– Ты не имеешь права так говорить о нём, – бросила я, чувствуя, как голос дрожит от сдерживаемой обиды. – Ты не знаешь, какой он сейчас. Ты не видел его три года, и понятия не имеешь, как он изменился. Ты его даже выслушать не хотел, когда я зашла с подносом с блинчиками. Наверняка бы он тебе и про телефон рассказал, и про работу.

– И не хочу знать! – выкрикнул он, снова ударив ладонью по столу. – Мне плевать, изменился он или нет. Я знаю одно: он всегда был падок на женщин. Всегда. Ты думаешь, что он будет с тобой? Ты правда настолько наивна?

– Вообще даже в мыслях такого не предполагала, но не в этом же дело! К тебе впервые за столько лет после твой аварии пришёл друг в гости, а ты на него наорал и фактически выставил прочь. Ты в последнее время ведёшь себя неадекватно. Тебе надо общаться, надо разговаривать, надо делать упражнения, но по моим ощущениям, ты делаешь всё, чтобы не выздороветь! Твой эспандер я сегодня нашла в пыли на кухне.
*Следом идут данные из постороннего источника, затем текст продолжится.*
PR #832, opened 2022-12-03
feat(sdk): tf-azure bucket implementation

hasanaburayyan:
WIP adding tfazure (bucket)

TODO:
- [x] add tests
- [x] add "tf-gcp" target to CLI
- [x] "location" prop from App level


libs/wingsdk/src/target-tf-azure/app.ts
```diff
@@ -0,0 +1,46 @@
...
+    }
+    // Consider cleaner ways to check if construct is instance of App.
+    const app = construct as App;
+    return app.appType === "TF_AZURE_APP" ? app : App.of(construct.node.scope);
+  }
+
+  /** The app type */
+  public readonly appType = "TF_AZURE_APP";
+  /** The apps props */
+  public readonly props: AzureAppProps;
```
Chriscbr, line 38: Let's expose the individual properties directly (like `location`). I think this reduces the amount of indirection if users want to access the information in their app code, since they can access e.g. `app.location` instead of `app.props.location`.

libs/wingsdk/src/target-tf-azure/bucket.inflight.ts
```diff
@@ -0,0 +1,122 @@
...
+import { BlobServiceClient } from "@azure/storage-blob";
+import { BucketDeleteOptions, IBucketClient } from "../cloud";
+
+export class BucketClient implements IBucketClient {
+  private readonly bucketName: string;
+  private readonly blobServiceClient: BlobServiceClient;
+  private readonly defaultAzureCredential: DefaultAzureCredential =
+    new DefaultAzureCredential();
+
+  constructor(bucketName: string, storageAccount: string) {
```
Chriscbr, line 11: If you run into issues trying to unit test this, one strategy you could try is adding an optional third parameter for passing a blobServiceClient instance. In the jest test, you would pass in a jest mock object that just implements or stubs out the methods you need. (Maybe there's a more elegant way to do this? 🤷‍♂️)

(only suggesting because I know jest can be a pain sometimes... ping me if you have any questions 😄)

Chriscbr (commented):
Looks fantastic! I added a couple ideas/suggestions.

Feel free to hit the "re-request review" button on GitHub (under the reviewers list) when it's ready for another pass 👍

Btw, we'll likely want to add azure as a compilation target in our integration tests suite (in `tools/hangar`) in a future issue/pr

libs/wingsdk/src/target-tf-azure/bucket.ts
```diff
@@ -0,0 +1,83 @@
...
+  constructor(scope: Construct, id: string, props: cloud.BucketProps) {
+    super(scope, id, props);
+
+    this.public = props.public ?? false;
+
+    const app = App.of(this);
+
+    if (app === undefined) {
+      throw new Error("Unable to find app in scope");
+    }
```
Chriscbr, line 29: `App.of` should throw if an app can't be found instead of returning undefined (fail fast by default). Users can always try/catch in the exceptional case that they want to do something if it fails

libs/wingsdk/src/target-tf-azure/app.ts
```diff
@@ -0,0 +1,55 @@
...
+  /** The location context of the App */
+  public readonly location: string;
+
+  constructor(props: AzureAppProps) {
+    super({
+      ...props,
+      customFactory: props.customFactory ?? new PolyconFactory(),
+    });
+    this.location = props.location;
+    // Polycons.register(this, props.customFactory ?? new PolyconFactory());
```
Chriscbr, line 46: Remove

libs/wingsdk/src/target-tf-azure/app.ts
```diff
@@ -0,0 +1,55 @@
...
+// import { Polycons } from "polycons";
+import { IApp, CdktfApp, AppProps } from "../core";
+import { PolyconFactory } from "./factory";
+import { APP_AZURE_TF_SYMBOL } from "./internal";
+
+/**
+ * Azure app props
+ */
+export interface AzureAppProps extends AppProps {
+  /** Location for resources to be deployed to */
```
Chriscbr, line 12: Are there any docs listing the possible locations that we could link to in the docstring?

libs/wingsdk/src/target-tf-azure/bucket.inflight.ts
```diff
@@ -0,0 +1,128 @@
...
+      this.bucketName
+    );
+    await containerClient.getBlockBlobClient(key).upload(body, body.length);
+  }
+
+  /**
+   * Get object content from bucket
+   *
+   * @param key Key of the object
+   * @returns string contnet of the object as string
```
Chriscbr, line 42:
```suggestion
   * @returns string content of the object as string
```

libs/wingsdk/src/target-tf-azure/bucket.inflight.ts
```diff
@@ -0,0 +1,128 @@
...
+    return downloaded;
+  }
+
+  /**
+   * List all keys in the bucket
+   *
+   * @param prefix Limits the response to keys that begin with the specified prefix
+   * TODO - add pagination support
+   */
+  public async list(prefix?: string | undefined): Promise<string[]> {
```
Chriscbr, line 68: `prefix: string | undefined` and `prefix?: string` have pretty much the same effect, so no need to go double-optional
```suggestion
  public async list(prefix?: string): Promise<string[]> {
```

libs/wingsdk/src/target-tf-azure/bucket.inflight.ts
```diff
@@ -0,0 +1,128 @@
...
+   * Delete an existing object using a key from the bucket
+   *
+   * @param key Key of the object
+   * @param opts Option object supporting additional strategies to delete item from a bucket
+   */
+  public async delete(
+    key: string,
+    opts?: BucketDeleteOptions | undefined
+  ): Promise<void> {
+    const mustExist = opts?.mustExist ?? false;
```
Chriscbr, line 92: nit
```suggestion
    opts: BucketDeleteOptions = {}
  ): Promise<void> {
    const mustExist = opts.mustExist ?? false;
```

libs/wingsdk/test/target-tf-azure/bucket.inflight.test.ts
```diff
@@ -0,0 +1,117 @@
...
+    STORAGE_NAME,
+    mockBlobServiceClient
+  );
+  const response = await client.put(KEY, VALUE);
+
+  // THEN
+  expect(response).toEqual(undefined);
+});
+
+test("delete object from a bucket", async () => {
```
Chriscbr, line 63: Unit test for list?

Chriscbr (approved):
Awesome!! Nice error handling and everything. 👍

I added a couple small comments but feel free to merge after addressing them

staycoolcall911:
Congratulations, @hasanaburayyan, this is great!

.github/workflows/build.yml
```diff
@@ -250,7 +250,7 @@ jobs:
         runner:
           - ubuntu-latest
           # - macos-latest
-        node: [18, 19]
+        node: [18]
```
staycoolcall911, line 253: Let's reinstate our support of Node 19 - since sooner or later this is going to break if we stop testing it. Both @Chriscbr and @MarkMcCulloh offered to help you with that and I'm happy to assist too if this gets complicated

staycoolcall911 (commented):
First of all - congrats! What a great achievement - our first ever Azure impl!

Reviewed after it was already merged, so maybe just open a new PR with the fixes? Thank you!

.github/workflows/build.yml
staycoolcall911: Or actually if this gets complicated beyond Mark and Chris's skills I probably won't be able to help :)
But I'll find someone who can in that case...

hasanaburayyan: Going to put a PR up for it in just a moment. I think we can just update the cli.test.ts to ignore engines. testing now.

hasanaburayyan: @staycoolcall911 you will find the e2e re-enabled and above comments addressed in: https://github.com/winglang/wing/pull/1087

– То, что я делаю со своей жизнью, тебя не касается. Ты моя дочь, а не наоборот, – Голос отца стал ниже, твёрже, и от этого его слова звучали ещё больнее. – А касательно Даниила я всё сказал: я не позволю тебе разрушить свою жизнь из-за него. У тебя здесь карьера.

– Отлично! – воскликнула я, с трудом сдерживая слёзы. – Тогда я сейчас же пойду заниматься работой.

Я резко развернулась и вышла из лоджии, хлопнув дверью так, что задребезжали стёкла. Злость, обида, отчаяние – всё смешалось в горькую, вязкую смесь, от которая душила меня. Отец смотрел на меня и видел ребёнка, видел ту девочку, которая должна была слушаться и молчать, принимать его решения за истину. Но я давно перестала быть маленькой. Я взрослый человек. И, как бы он ни старался, он не сможет контролировать мою жизнь.

А больше всего душила несправедливость. Всё, что я делала – каждый мой шаг, каждую минуту, каждую ночь – всё было ради него. Ради того, чтобы он смог жить, чтобы его сердце выдержало. Я работала в ночном клубе, крутила задницей перед мужиками, выслушивала сальные шуточки и терпела жгучую мышечную боль, возвращаясь домой под утро, только чтобы заплатить за долги, за лекарства, за его операции. И что я получала в ответ?

«У вашего отца слабое сердце, он может не пережить очередного стресса», – звучал голос доктора в голове. Эта фраза преследовала меня годами, словно приговор. Я знала, что не могу ему ничего рассказать. Не могла бы выдержать, если бы он узнал правду и это его убило. Но как долго я смогу ещё это выдерживать сама?

Горькие слёзы подступили к глазам и обожгли переносицу, но я не могла себе разрешить лечь на кровать и разреветься в подушку. Некогда было плакать. Я чувствовала себя на грани – с одной стороны, хотелось вырваться, жить свою жизнь, но с другой, я знала, что не могу оставить отца. Не могу из-за его здоровья, из-за того, кроме меня у него никого нет. Но при этом… я устала.

И всё-таки, разве он не мог хотя бы попробовать быть счастливым? Даниил приехал к нему, его друг, которого он не видел три года. И что? Вместо того чтобы принять это как шанс, отец тут же начал копаться в обидах, предъявлять претензии, как ребёнок, который дуется на давно забытые игрушки. Даниил мог бы его порадовать, напомнить ему о том, что жизнь – это не только боль и потери. Но он сразу воспринял его в штыки. Словно врага. Словно я – враг.

Я опустилась на край кровати, не зная, как справиться с этим ощущением. Оно было как стена – высокая, холодная, без единой трещины, через которую можно было бы пролезть. Я устала. Устала от того, что каждый мой шаг оценивается. Устала от того, что каждая моя эмоция подавляется. Я устала от роли идеальной дочери.